Table of Contents
環境
Hadoop 2.10.0
Spark version: 2.4.5
Hive version: 3.1.2
準備測試數據
> beeline -u jdbc:hive2://localhost:10000 -n root
create table default.member_phone as select '00001' as member_srl, '136****3896' as phone_num;
依賴包準備
compile 'org.apache.spark:spark-sql_2.12:2.4.5' compile 'org.apache.spark:spark-hive_2.12:2.4.5'
根據Hive是否啓動metastore service有兩種不同的連接方式。
第一種 metastore service 已啓動
若已經啓動metastore service,則spark sql直接做爲metastore service的thrift client來訪問metastore數據。
.config("hive.metastore.uris", "thrift://localhost:9083")

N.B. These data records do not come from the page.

PR #80, opened 2019-02-14
maximum/mininum DateTime now uses execution timezoneOffset

losborne:
This PR includes a fix for `maximum DateTime` and `minimum DateTime`, so that they use the execution DateTime timezoneoffset.

Bonnie is currently using the branch `bonnie-v3.1.1`, which included this change for a patch release.

Internal Ticket: https://jira.mitre.org/browse/BONNIE-1897
External Ticket: https://oncprojectracking.healthit.gov/support/projects/BONNIE/issues/BONNIE-521

It also upadates handlebars (a dependency of nyc), which was being flagged by yarn audit.

**Submitter:**
- [x] All dependent libraries are appropriately updated or have a corresponding PR related to this change (there are JIRA sub-tasks to track that they will be completed)
- [x] Bonnie Frontend Regression Passes (HEAD~1 vs HEAD) (only expected opioid regressions due to unlocked cql logic.  used `min-max-datetime` bonnie branch.
- [x] Bonnie Frontend Excel Regression Passes (HEAD~1 vs HEAD)
- [x] Bonnie Backend Excel Regression Passes (HEAD~1 vs HEAD) (Only expected opioidd differences)

**Reviewer:**

Name: @daco101 

### DIFF
--- a/src/elm/arithmetic.coffee
+++ b/src/elm/arithmetic.coffee
@@ -208,7 +208,7 @@ module.exports.MinValue = class MinValue extends Expression
     if MIN_VALUES[@valueType]
       if @valueType == '{urn:hl7-org:elm-types:r1}DateTime'
         minDateTime = MIN_VALUES[@valueType].copy()
-        minDateTime.timezoneOffset = parseFloat(ctx.getTimezoneOffset())
+        minDateTime.timezoneOffset = ctx.getTimezoneOffset()
         return minDateTime
       else
         MIN_VALUES[@valueType]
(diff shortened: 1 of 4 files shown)


src/elm/arithmetic.coffee
```diff
@@ -206,7 +206,12 @@ module.exports.MinValue = class MinValue extends Expression
 
   exec: (ctx) ->
     if MIN_VALUES[@valueType]
-      MIN_VALUES[@valueType]
+      if @valueType == '{urn:hl7-org:elm-types:r1}DateTime'
+        minDateTime = MIN_VALUES[@valueType].copy()
+        minDateTime.timezoneOffset = parseFloat(ctx.getTimezoneOffset())
```
cmoesel: Why is `parseFloat` needed here (and in line 233 below)?  Are there use cases where `ctx.getTimezoneOffset()` might return a string?  I searched the rest of the codebase and as far as I can tell, we don't `parseFloat` offsets anywhere else.

losborne: Good catch.

It was used because I noticed that in Bonnie, a string was being passed around:

image

After some investigation, it looks like we are passing in '0' in Bonnie, where it should be 0.  I guess it was just working through the magic of JavaScript type conversion.

I'll take out the `ParseFloat` and modify Bonnie to properly pass in `0.0`.

losborne:
@cmoesel Bonnie testing and review has been completed--this should be good to merge.

PR #83, opened 2019-03-08
Set uncertainty values to null if they are codes

mayerm94:
Uncertainty low and high were being set to codes, causing codes to be compared to enumerables in instances where a value could be either a code or quantity (QDM.Result)

**Submitter:**

**Reviewer:**

Name:

**Reviewer:**

Name: @losborne 


src/datatypes/uncertainty.coffee
```diff
@@ -11,6 +11,10 @@ module.exports.Uncertainty = class Uncertainty
         # Uncertainties with different types probably shouldn't be supported.
         return false
       if typeof a.after is 'function' then a.after b else a > b
+    isCode = (val) ->
```
losborne: I think we should follow the recent pattern in `isQuantity` or `isDatetime` and add this to `src/datatypes/clinical.coffee`:

```coffeescript
  # Define a simple getter to allow type-checking of this class without instanceof
  # and in a way that survives minification (as opposed to checking constructor.name)
  Object.defineProperties @prototype,
    isCode:
      get: -> true
```

Then this logic would change to:
```coffeescript
if @low.isCode then @low = null
if @high.isCode then @high = null
```

cmoesel: @losborne makes a great point -- and I don't think it should be hard to implement (given he more or less included the implementation in his comment).  So... I'd suggest we follow his advice.

cmoesel: @mayerm94 mentioned in a private thread that we might also need to do the same for `ValueSet` and `Concept`.  I'm good with that as well!

src/datatypes/uncertainty.coffee
```diff
@@ -11,7 +11,11 @@ module.exports.Uncertainty = class Uncertainty
         # Uncertainties with different types probably shouldn't be supported.
         return false
       if typeof a.after is 'function' then a.after b else a > b
+    isNonEnumerable = (val) ->
+      val? and (val.isCode or val.isConcept or val.isValueSet)
     if typeof @high is 'undefined' then @high = @low
+    if isNonEnumerable(@low) then @low = null
+    if isNonEnumerable(@high) then @high = null
```
cmoesel: I hadn't thought of this before, but your unit tests made me think of it.  This could end up generating something like: `Uncertainty(1, null)`.  This concerns me because in the `lessThan` implementation (which everything else drives off of), `null` appears to have special meaning (it seems to be neg/pos infinity):
https://github.com/cqframework/cql-execution/blob/19775fd74c97c5d054e69f5aa6a050d9bb4fe450/src/datatypes/uncertainty.coffee#L48-L55

We don't want a code to be misinterpreted as an infinity.  I think it might be better that if either `@low` or `@high` are not enumerable, then we set _both_ to `null`.  In that case, I think `lessThan` will always return null.

What do you think of that?

PR #85, opened 2019-03-28
Add to ratio

losborne:
This should actually be 2 PRs but they are both small enough changes that I think it's doable in 1 PR.  If you disagree I can split them out.

Feature branch is temporary until cql-to-elm 1.4 is released, which will fix the skipped `null ~ null` test.

Updates include ToRatio implementation as well as changes from the new cql-to-elm snapshot.

Updated tests after Bryn's comment below, so this is no longer an issue for our tests.
```
New cql-to-elm snapshot caused failures in Date/DateTime equals/not equals tests. After fixing the Date/DateTime equals tests to match the spec, there are some differences (basically 1 underlying issue):

 1) Equal
      should be null for Date and DateTime equality with same year, month, hour and additional fields:
   `Date(2000, 3, 13) = DateTime(2000, 3, 13, 2, 4, 23)`
    AssertionError: expected false to be null

 2) Equal
      should be null for DateTime and Date equality with same year, month, hour and additional fields:
   `DateTime(2000, 3, 13, 2, 4, 23) = Date(2000, 3, 13)`
    AssertionError: expected false to be null

 3) NotEqual
      should be null for all Date and DateTime equality with same year, month, hour:
   `Date(2000, 3, 13) != DateTime(2000, 3, 13, 2, 4, 23)`
    AssertionError: expected true to be null

 4) NotEqual
      should be null for all DateTime and Date equality with same year, month, hour:
   `DateTime(2000, 3, 13, 2, 4, 23) != Date(2000, 3, 13)`
    AssertionError: expected true to be null


From the spec:

For Date, DateTime, and Time values, the comparison is performed by considering each precision in order, beginning with years (or hours for time values). If the values are the same, comparison proceeds to the next precision; if the values are different, the comparison stops and the result is false. If one input has a value for the precision and the other does not, the comparison stops and the result is null

https://github.com/HL7/cql/blob/master/spec/09-b-cqlreference.adoc#52-equal
```

**Submitter:**
- [x] Tests have been run locally and pass (4 failures unreleated to ToRatio)

**Reviewer:**

Name:


brynrhodes:
There's a caveat here that leads to some different behavior when comparing a _Date_ to a DateTime versus comparing DateTime to DateTime. I agree that the result for each of these would be null if we were starting out with DateTimes on both sides, but when we start with a Date on one side, the translator will implicitly convert that Date to a DateTime, and the ToDateTime(Date) function explicitly sets the Time components to zero: https://cql.hl7.org/2019May/09-b-cqlreference.html#todatetime
> For the Date overload, the result will be a DateTime with the time components set to zero, except for the timezone offset, which will be set to the timezone offset of the evaluation request timestamp.

So this CQL: 
    Date(2000, 3, 13) = DateTime(2000, 3, 13, 2, 4, 23)
Would actually show up in the ELM as:
    ToDateTime(Date(2000, 3, 13)) = DateTime(2000, 3, 13, 2, 4, 23)
Which is equivalent to:
    DateTime(2000, 3, 13, 0, 0, 0, 0) = DateTime(2000, 3, 13, 2, 4, 23)
Which I believe should compare false in 1.4.

I think it's worth considering whether this is really the behavior we want, since it results in some fairly inconsistent behaviors. The rationale was to make sure that it aligned with the Global.ToDate functionality.

src/elm/type.coffee
```diff
@@ -105,6 +106,26 @@ module.exports.ToQuantity = class ToQuantity extends Expression
...
+
+  exec: (ctx) ->
+    arg = @execArgs(ctx)
+    if arg? and typeof arg != 'undefined'
+      # Argument will be of form '<quantity>:<quantity>'
+      try
+        [numerator, denominator] = arg.toString().split(':').map((quantity) -> parseQuantity(quantity))
+      catch
+        # If the input string is not formatted correctly, or cannot be
+        # interpreted as a valid Ratio value, the result is null.
```
jbradl11: Should this comment say "as a valid Quantity value" ?

losborne:
```suggestion
        # interpreted as a valid Quantity value, the result is null.
```

losborne:
Updated tests to match behavior described by @brynrhodes.  They are now all passing.

PR #101, opened 2019-06-28
Normalize whitespace for equivalence

jbradl11:

https://jira.mitre.org/browse/BONNIE-2006

**Submitter:**

**Reviewer:**

Name: @losborne 

### DIFF
--- a/src/util/comparison.coffee
+++ b/src/util/comparison.coffee
@@ -65,8 +65,8 @@ module.exports.equivalent = equivalent = (a, b) ->
       # Make sure b is also a string
       if bClass == '[object String]'
         # String equivalence is case- and locale insensitive
-        a = a.replace(/\s+/g, ' ')
-        b = b.replace(/\s+/g, ' ')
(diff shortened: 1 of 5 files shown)


src/util/comparison.coffee
```diff
@@ -65,6 +65,8 @@ module.exports.equivalent = equivalent = (a, b) ->
       # Make sure b is also a string
       if bClass == '[object String]'
         # String equivalence is case- and locale insensitive
+        a = a.replace(/\s+/g, ' ')
```
losborne: I don't think this is quite right--this is saying that any number of whitespace characters is equivalent to any other number, but the spec says: ```Normalizing whitespace means that all whitespace characters are treated as equivalent, with whitespace characters as defined in the whitespace lexical category.```

So for example `"\t\t\t" ~ "\n\n\n"` should be true, but `"\t" ~ "\n\n" should be false because there are a different number of characters.

Removing the `+` from these 2 lines and adding some tests with varying number of characters should fix it.

PR #105, opened 2019-07-02
Expand semantics

losborne:
https://jira.mitre.org/browse/BONNIE-2010
Disregard this example in the spec--it is incorrect:
```
expand { Interval[10, 10] } per 0.1

{ Interval[10.0, 10.0], Interval[10.1, 10.1], ..., Interval[10.9, 10.9] }
```

**Submitter:**

**Reviewer:**

Name: @jbradl11 


src/elm/interval.coffee
```diff
@@ -345,27 +344,71 @@ module.exports.Expand = class Expand extends Expression
...
+    low = truncateDecimal(low, decimalPrecision)
+    high = truncateDecimal(high, decimalPrecision)
+
     return [] if low > high
-    results = (new dtivl.Interval(x, x + width, true, true) for x in [low..(high - width)] by per)
+    return [] unless low? and high?
+
+    # Deal with the weird case of a point interval expanding with more
+    # precision than it is defined by moving the high
+    if low is high
```
losborne: Check if potentially integers here

No way to tell if only 0s after the decimal, but can if there are nonzero decimal digits.

src/elm/interval.coffee
```diff
@@ -345,27 +344,54 @@ module.exports.Expand = class Expand extends Expression
...
+    current_low = low
+    results = []
+
+    return [] if perValue > (high - low + perUnitSize)
+    current_high = parseFloat((current_low + perValue - perUnitSize).toFixed(decimalPrecision))
+    intervalToAdd = new dtivl.Interval(current_low, current_high, true, true)
+    while intervalToAdd.high <= high
+      results.push(intervalToAdd)
+      # current_low = truncateDecimal(current_low + per.value, decimalPrecision)
+      # current_high = truncateDecimal(current_low + per.value - perUnitSize, decimalPrecision)
```
jbradl11: Should these lines be removed?

losborne: Yes, good catch

src/elm/interval.coffee
```diff
@@ -287,51 +287,50 @@ module.exports.Expand = class Expand extends Expression
...
+      current_high = current_low.add(per.value, per.unit).predecessor()
+      intervalToAdd = new dtivl.Interval(current_low, current_high, true, true)
+
     return results
 
+  truncateToPrecision: (value, unit) ->
+    # If interval boundaries are more precise than per quantity, truncate to
+    # the precision specified by the per
+    # If the per is more precise than the interval, fill out precision with
+    # minimum values so that the expansion can produce a more precise result
```
cmoesel: This comment:

> \# If the per is more precise than the interval, fill out precision with
> \# minimum values so that the expansion can produce a more precise result

seems out of place here, since it's not actually doing this in this code.

src/elm/interval.coffee
```diff
@@ -453,3 +477,33 @@ collapseIntervals = (intervals, perWidth) ->
     collapsedIntervals.push a
     collapsedIntervals
 
+getpointSize = (interval) ->
```
cmoesel: Is this function used?  As best I can tell, the one defined in the `Interval` datatype is used, but this one is not.

test/elm/interval/test.coffee
```diff
@@ -1660,18 +1659,9 @@ describe 'DateIntervalExpand', ->
     a = @nullBoth.exec(@ctx)
     should.not.exist(a)
 
-  it 'returns null when per is more precise than the interval ends', ->
+  it 'returns more precise intervals when per is more precise than the interval ends', ->
```
cmoesel: The description of this test is off.  I think it should be "returns empty list when..."

src/elm/interval.coffee
losborne: It was moved to `/datatype` and should be removed here. Good catch!

PR #454, opened 2021-12-03
Feature/TR-2846/Manage assets TTL for the caching proxy

jsconan:
Related to: https://oat-sa.atlassian.net/browse/TR-2846

Implement a TTL management for the cached item store.
Since the modified modules were still in ES5, I also took the opportunity to convert them to ES6. For more commodity while reviewing, don't hesitate to look at the commits, the ES6 conversion has been made in separate commits.

How to test: please look at the main PR for instructions.

### DIFF
--- a/src/proxy/cache/itemStore.js
+++ b/src/proxy/cache/itemStore.js
@@ -13,7 +13,7 @@
  * along with this program; if not, write to the Free Software
  * Foundation, Inc., 51 Franklin Street, Fifth Floor, Boston, MA  02110-1301, USA.
  *
- * Copyright (c) 2017 Open Assessment Technologies SA
+ * Copyright (c) 2017-2021 Open Assessment Technologies SA
  */
 
 /**
@@ -28,32 +28,30 @@ import itemPreloaderFactory from 'taoQtiTest/runner/proxy/cache/itemPreloader';
 /**
  * The default number of items to store
  */
-var defaultConfig = {
+const defaultConfig = {
     maxSize: 10,
     preload: false
 };
 
 /**
  * Create an item store
- * @param {Object} [options]
- * @param {Number} [options.maxSize = 10] - the store limit
- * @param {Boolean} [options.preload] - do we preload items when storing them
- * @param {String} [options.testId] - the unique identifier of the test instance, required if preload is true
+ * @param {object} [options]
+ * @param {number} [options.maxSize = 10] - the store limit
+ * @param {boolean} [options.preload] - do we preload items when storing them
+ * @param {string} [options.testId] - the unique identifier of the test instance, required if preload is true
  *
  * @returns {itemStore}
  */
 export default function itemStoreFactory(options) {
-    var config = _.defaults(options || {}, defaultConfig);
+    const config = _.defaults(options || {}, defaultConfig);
 
     //in memory storage
-    var getStore = function getStore() {
-        return store('item-cache', store.backends.memory);
-    };
+    const getStore = () => store('item-cache', store.backends.memory);
 
     //maintain an index to resolve existence synchronously
-    var index = [];
+    let index = [];
 
-    var itemPreloader;
+    let itemPreloader;
     if (config.preload) {
         itemPreloader = itemPreloaderFactory(_.pick(config, ['testId']));
     }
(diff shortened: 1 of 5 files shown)


src/proxy/cache/itemStore.js
```diff
@@ -28,32 +28,43 @@ import itemPreloaderFactory from 'taoQtiTest/runner/proxy/cache/itemPreloader';
...
     //in memory storage
-    var getStore = function getStore() {
-        return store('item-cache', store.backends.memory);
+    const getStore = () => store('item-cache', store.backends.memory);
+
+    //maintain an index to resolve existence synchronously:
+    // - the array allows to manage the cache in order, it is useful to remove the first entries
+    // - the map allows to quickly check each cache entry, and store some internal metadata like the timestamp
+    let list = [];
+    const index = new Map();
```
oatymart, line 56: I don't love the idea of managing the Array and the Map in parallel. The scope is luckily quite limited, but it's still a potential trap for someone refactoring in future. Do you think it can be done using only the Map and a comparison function at the moment of removing the earliest item? Or will that be worse for readability and performance?

src/proxy/cache/itemStore.js
```diff
@@ -67,57 +78,64 @@ export default function itemStoreFactory(options) {
...
                         }
                     }
 
                     //do we reach the limit ? then remove one
-                    if (index.length > 1 && index.length > config.maxSize) {
-                        return self.remove(index[0]).then(function(removed) {
-                            return updated && removed;
-                        });
+                    if (list.length > 1 && list.length > config.maxSize) {
+                        return this.remove(list[0]).then(removed => updated && removed);
```
oatymart, line 138: The key will remain in the index (until pruning), is it intended?

src/proxy/cache/proxy.js
```diff
@@ -33,17 +33,29 @@ import offlineErrorHelper from 'taoQtiTest/runner/helpers/offlineErrorHelper';
...
+
+/**
+ * The default TimeToLive for assets resolving.
+ * Each item comes with a baseUrl that may have a TTL bound to it.
+ * Once this TTL is expired, the assets won't be reachable.
+ * For this reason, we need to remove from the cache items having an expired TTL.
+ * @type {number}
+ * @private
+ */
+const defaultItemTTL = 15 * 60;
```
oatymart, line 58: Please comment seconds or milliseconds. It might be obvious here but better to be explicit, since we have a mix of the two in TAO.

src/proxy/cache/proxy.js
```diff
@@ -55,16 +67,22 @@ export default _.defaults(
...
+        install(config) {
             //install the parent proxy
             qtiServiceProxy.install.call(this);
 
+            const getConfigOption = (name, defaultValue) => {
+                if (config && config.options && config.options.itemCaching) {
+                    defaultValue = parseInt(config.options.itemCaching[name], 10) || defaultValue;
+                }
+                return defaultValue;
+            };
```
oatymart, line 81: This doesn't look quite right to me...
- the function has a generic name but only gets numeric values from within `itemCaching` property (quite specific)
- reassignment to `defaultValue` arg when it would make more sense to use another name

If it's intentionally multi-purpose, but limited, maybe explain with a comment.

src/proxy/cache/proxy.js
```diff
@@ -511,53 +519,58 @@ export default _.defaults(
                 }
             };
 
+            // the proxy options are supplied after the 'init' phase, we need to apply them later
+            this.itemStore.setItemTTL(this.getItemTTL());
```
oatymart, line 523: I don't understand why config options wouldn't be available at `install` or `init` (they seem to be passed)? It looks weird to set again the store TTL every time `getItem` is called.

oatymart (changes requested):
Code review only. The principles look good. I'll test it tomorrow.

src/proxy/cache/proxy.js
jsconan: I know, this is weird. I spend some time trying to workaround this, but in fact, the config is given as the result of the `init` action, called by the proxy init. See https://github.com/oat-sa/tao-test-runner-qti-fe/blob/7bfb016066cf838629b6e7703e340037bbaeafd6/src/provider/qti.js#L613

A refactoring would be needed to supply these values at a more appropriate time, but it is beyond this task.

src/proxy/cache/itemStore.js
jsconan: The remove function is taking care of the index. Nothing is removed outside of this function.

oatymart: Sorry, my bad!

src/proxy/cache/itemStore.js
jsconan: Map objects can keep the insertion order. However, there is no way to access them by position. Eventually, we could rely on the iteration protocol to access the first position, but it may have unexpected behaviour since we may have a race condition that will disturb the insertion order (items are added in burst without waiting for the previous to be set).

We could indeed maintain a position value for each item in the map, and then search for the lower one when trimming. It will have a low impact on performance considering the small amount of entries. But it will also have some complexity.

I was also considering implementing an ordered map in a separate module, offering an API to manage it. But I lacked time and I made the choice to go straight to the essential.

src/proxy/cache/proxy.js
jsconan: I add the time unit in the description.

oatymart (approved):
The code is improved enough, I've tested the proxy/store logic in my local environment via logging and it seems correct to me, and I can't reproduce the media issue on the kitchen deployment.

The "sitting on one item for 24 minutes before playing the video" issue still reproduces, but it could be tackled in a next ticket.

- [x] New code is covered by tests (if applicable)

src/proxy/cache/itemStore.js
```diff
@@ -28,32 +28,66 @@ import itemPreloaderFactory from 'taoQtiTest/runner/proxy/cache/itemPreloader';
...
+
+    // maintain an index to resolve existence synchronously
+    const index = new Map();
+    let lastIndexedPosition = 0;
+
+    // check if a key has expired
+    const isExpired = key => {
+        const meta = index.get(key);
+        if (meta) {
+            return config.itemTTL && Date.now() - meta.timestamp >= config.itemTTL;
```
olga-kulish, line 61: In hypothetical case where asset implementation has no TTL and urls are permanent, what `config.itemTTL` do you expect to be used? `0` or very big number?

olga-kulish (approved):
Well done!

PR #456, opened 2021-12-13
fix: TR-3068. Pasue test with correct response

svoronuk:
Related to: https://oat-sa.atlassian.net/browse/TR-3068

Issue: If user try to move on another item(click next/previous button), while "pause" signal do not come to user test, then qti provider send to server empty item response.

Shortly about the root cause steps:
1. User answered some items and go to one of answered
2. Proctor press "pause"
3. Paused state do not sent to user machine, becasue connection between test and proctor is one-way-directional: user's test cosume information from proctor.
4. User press "next/previous" button (important that this happen before next polling request)
5. Fired "move" event
6. Item response stored in store and called "unload" item flow
7. During "unload",  test runner clear qti provider instance and fire data sync
8. During data sync, test runner send request to proctor to consume actual state
9. Proctor returns "paused" state
10. Fired "pause" event
11. Inside event handler we try to get item state using item runner instance, but at this time qti provider is cleared by previous event, so item runner returns fallback  value for state: `{}`
12. Set empty object into params.

How to test: 
1. Switch repo of tao-item-runner-fe to https://github.com/oat-sa/tao-item-runner-fe/pull/49
2. Switch  repo of tao-item-runner-qti-fe to https://github.com/oat-sa/tao-item-runner-qti-fe/pull/239
3. Follow steps from ticket

_You can also use proctor via UI for testing this._

**Important moments**: 
1. This flow is still have issue if user press "skip" right after pause. This problem have another root cause + BOSA is the only client who uses proctoring + BOSA test never allow "skip", so i notify QA about edge case and did not fix it.
2. My changes also can be simplified just do not sending any item response during "pause" handling, but i left this way as it is more stable and predictable.
3. I didn't add test for this repo, because current test for this file is cover very basic functionality  and didn't cover any events.

### DIFF
--- a/src/provider/qti.js
+++ b/src/provider/qti.js
@@ -492,18 +492,40 @@ var qtiProvider = {
             })
             .on('pause', function(data) {
                 const testContext = self.getTestContext();
-
+                let baseParams = {
+                    itemDefinition: testContext.itemIdentifier,
+                    reason: {
+                        reasons: data && data.reasons,
+                        comment: data && (data.originalMessage || data.message)
+                    }
+                }
                 this.setState('closedOrSuspended', true);
 
-                this.getProxy()
-                    .callTestAction('pause', {
-                        itemDefinition: testContext.itemIdentifier,
-                        itemState: self.itemRunner.getState(),
-                        reason: {
-                            reasons: data && data.reasons,
-                            comment: data && (data.originalMessage || data.message)
+                // get item response depends on availability item runner
+                const itemState = new Promise((resolve, reject) => {
+                    if(self.itemRunner.isCleared()){
+                        const proxy = this.getProxy();
+                        const store = proxy && proxy.itemStore;
+
+                        if(store) {
+                            store.get(testContext.itemIdentifier)
+                            .then(result => {
+                                resolve(result.itemState);
+                            })
+                            .catch(err => reject(err));
+                        } else {
+                            reject(__('Response can not be stored.'));
                         }
-                    })
+                    } else {
+                        resolve(self.itemRunner.getState());
+                    }
+                });
+
+                itemState.then(data =>{
+                    const params = Object.assign({}, baseParams, {itemState: data});
+
+                    self.getProxy()
+                    .callTestAction('pause', params)
                     .then(function() {
                         self.trigger('leave', {
                             code: states.testSession.suspended,
@@ -513,6 +535,7 @@ var qtiProvider = {
                     .catch(function(err) {
                         self.trigger('error', err);
                     });
+                });
             })
             .on('move skip exit timeout pause', function() {
                 stopwatch.stop();


src/provider/qti.js
```diff
@@ -492,18 +492,40 @@ var qtiProvider = {
...
+                            reject(__('Response can not be stored.'));
                         }
-                    })
+                    } else {
+                        resolve(self.itemRunner.getState());
+                    }
+                });
+
+                itemState.then(data =>{
+                    const params = Object.assign({}, baseParams, {itemState: data});
```
olga-kulish, line 525: I have doubts about this approach in general (sorry, don't have enough knowledge about this):

- Instead of getting state from `proxy.itemStore` (are there any guarantees on what and in which state is inside?), could we pass `itemState: null` to `pause` request and ensure backend will keep value already submitted to server in this case?

- it feels strange to rely on itemRunner (`itemRunner.isCleared()`) to detect this, feels like it should be some test-runner state instead, but I don't see anything like test-runner state here.... https://github.com/oat-sa/tao-test-runner-qti-fe/blob/develop/src/provider/qti.js#L234 `context.itemSessionState` but what value does it have here?

- Is it guaranteed that `pause` action (initiated by system) will happen _only immediately after_ `move` action (initiated by user). Because if not, and it can happen in the middle of user answering, we will probably submit answer he didn't finish - is it fine? Shouldn't unfinished answer be saved only if there's `answerCachePlugin`? Though I see passing`itemState` on `pause` was in code before (`itemState: self.itemRunner.getState()` on line 501)

src/provider/qti.js
```diff
@@ -492,18 +492,40 @@ var qtiProvider = {
...
-                            reasons: data && data.reasons,
-                            comment: data && (data.originalMessage || data.message)
+                // get item response depends on availability item runner
+                const itemState = new Promise((resolve, reject) => {
+                    if(self.itemRunner.isCleared()){
+                        const proxy = this.getProxy();
+                        const store = proxy && proxy.itemStore;
+
+                        if(store) {
+                            store.get(testContext.itemIdentifier)
```
olga-kulish, line 511: Is it guaranteed that store.get will return something?

src/provider/qti.js
```diff
@@ -492,18 +492,40 @@ var qtiProvider = {
...
-                        itemDefinition: testContext.itemIdentifier,
-                        itemState: self.itemRunner.getState(),
-                        reason: {
-                            reasons: data && data.reasons,
-                            comment: data && (data.originalMessage || data.message)
+                // get item response depends on availability item runner
+                const itemState = new Promise((resolve, reject) => {
+                    if(self.itemRunner.isCleared()){
+                        const proxy = this.getProxy();
+                        const store = proxy && proxy.itemStore;
```
olga-kulish, line 508: Do all proxies that can be used with this provider have itemStore - is it some required interface? Since you reject if it doesn't exist

jsconan: Good catch Olga!
Indeed, this API is not standard, and the item store is only available in the context of the pre-caching proxy.

I don't think this should be made this way. The test runner implementation must not tamper with the proxy internals.

src/provider/qti.js
jsconan: Totally agree Olga. Very good catch and analysis.

Despite the proposed solution looks to fix the issue, it does not suit well. Actually, it only takes care of one case, which is only occurring when we have both the proctoring and the pre-caching activated.

Moreover, it assumes too much on the proxy internals, which is not safe.

The pause event can occur at any time. The state should be supplied when pausing the test to prevent the user from losing any data. For this particular point, I don't think it is an issue if the user input is not complete. You can consider it as a backup from an interruption. When resuming, the user expects to recover from the left state.

In fact, the solution needs to take care of all cases, but without dealing with consumed components internals. The test needs to maintains and observe the states, and then react accordingly, but without looking up inside the guts of the components.

jsconan (changes requested):
While the issue looks to be fixed, roughly, it only applies in a particular context (proctoring and pre-caching).

Sorry for this, but I think the solution needs to be done in a different way, without tampering with the internals. Please look at the comments made by Olga and I.

PR #457, opened 2021-12-15
fix: TR-3163. Migrate to github actions

svoronuk:
- upgrade some dev tools 
 - migrate to GitHub Actions the following checks in CI:
   - conventional commits
   - unit test
   - coverage
   - eslint 

TODO:
- [x] fix tests. After approving and merging the PR https://github.com/oat-sa/tao-core-ui-fe/pull/406 continuous integration will be restored
- [ ] update `tao-core-ui-fe` dependency

Eslint report job fails because the repo contains too many lint errors, it's not blocking for PRs but highlights the changes required.


package.json
```diff
@@ -62,8 +68,6 @@
         "decimal.js": "10.1.1",
         "dompurify": "1.0.11",
         "eslint": "^7.32.0",
-        "eslint-plugin-es": "^4.1.0",
-        "eslint-plugin-jsdoc": "^36.1.0",
```
jsconan, line 66: **question:** Why is it removed? This is still in use and it does not look to be installed by peers. Removing this might add back IDE complains and will prevent it from working properly...

jsconan (approved):
It looks mostly ok.
Just one remark, non blocking.

package.json
svoronuk: It is dependency from https://github.com/oat-sa/eslint-config-tao/blob/master/package.json

oatymart (approved):
It looks good. I would not bother to wait for the TR-3292 fix, as we can reasonably assume that the test run will complete as expected in future, because it is using the same action as in our other repos.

爲SparkSession對象添加上面的metastore 服務器地址即可。
測試代碼如下:
import org.apache.spark.sql.SparkSession; public class SparkHive { public static void main(String[] args) { SparkSession session = null; try { session = SparkSession.builder() .appName("spark hive") .master("local[*]") .config("hive.metastore.uris", "thrift://localhost:9083") .enableHiveSupport() .getOrCreate(); session.sql("select * from default.member_phone") .show(); } finally { if (session != null) { session.close(); } } } }
第二種 Metastore Service 未啓動
若metastore service 以embedded 模式作爲hive server的一部分運行的,那它就不能獨立提供metastore service。就沒有9083端口的thrift metastore service. 那麼這時就需要spark sql 自己根據metastore database的配置創建metastore server訪問hive的meta數據。這裏的metastore database 應該是remote模式運行的。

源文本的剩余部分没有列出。